Rizal mengatakan, bila terdogma dengan istilah ganti rugi, nantinya rakyat akan merasa selalu dirugikan. Ia pun mengatakan sebelumnya pernah menyempatkan berdiskusi dengan Presiden Joko Widodo terkait permasalahan ini. Saat itu, dia mengusulkan untuk mengubah konsep ganti rugi tersebut.
"Soal tanah, yang selalu ribet, dan Pak Jokowi pernah diskusikan beberapa bulan lalu. Jangan pakai istilah ganti rugi lagi. Nanti rakyat merugi melulu. Ganti konsepnya menjadi ganti untung," kata Rizal, di usai Serah Terima Jabatan, di Kantor Menko Kemaritiman, Jalan MH Thamrin, Jakarta, Kamis (13/8/2015).
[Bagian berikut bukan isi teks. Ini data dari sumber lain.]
PR #198, opened 2024-03-10
Added versioned schemas for 24.2

awkrupka:


tools/integrations/schema_generation.py
maciej-flexcompute, line 1: let's not generate schema per version because repo size will grow significantly. Let's use release branches instead

awkrupka: I'll need to adjust the automatic schema generation workflow in this case - currently it assumes pulling schemas from develop branch.

awkrupka: Closing this PR and making changes to release branches.

PR #201, opened 2024-03-11
Add constants Field in expression Initial condition

benflexcompute:


flow360/component/flow360_params/flow360_params.py
```diff
@@ -1401,7 +1401,9 @@ def update_model(self) -> Flow360BaseModel:
 class FreestreamLegacy(LegacyModel):
     """:class: `FreestreamLegacy` class"""
 
-    Reynolds: Optional[PositiveFloat] = pd.Field()
+    Reynolds: Optional[Union[pd.confloat(gt=0, allow_inf_nan=False), Literal["inf"]]] = pd.Field(
```
chai-flex, line 1404: I thought our local tests are written using python client, so where does legacy come from?

chai-flex (approved):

Dia menjelaskan, satu proyek seperti pembangunan pembangkit listrik 35 ribu mw pasti membutuhkan membutuhkan area yang cukup luas. Dari sini, sudah terlihat harga tanah akan mengalami kenaikan. Maka dari itu, seharusnya rakyat mendapatkan sesuatu yang menguntungkan dari proyek tersebut, bukan malah sesuatu yang merugikan.
"Pantas di suatu proyek yang besar di daerahnya harga tanah bakal naik. Nilai infrastrukturnya naik. Masa rakyat tidak dapat apa-apa," ujar dia.
Lebih lanjut, dia juga mengusulkan konsep ganti yang dicetuskannya itu dengan memberikan insentif kepada masyarakat yang tanahnya akan dipakai untuk pembangunan proyek, layaknya yang terjadi di India. Di Negeri Bollywood itu, masyarakat malah diberi ganti untung berupa saham. Bila saham itu dipertahankan sampai 20 hingga 30 tahun, nantinya masyarakat akan mendapatkan pendapatan tambahan.
"Di India kasih insentif, uang ganti rugi sejenis saham kecil-kecilan. Jadi 20-30 tahun dia punya pendapatan ekstra. Jadi kita ganti konsepnya jadi ganti untung. Toh biaya pembebasan lahan ini kurang dari 17 persen. Tambahkan sedikitlah biar mereka senang, kenapa enggak sih. Paling naik 20 persen sehingga proses itu lebih cepat," pungkas dia.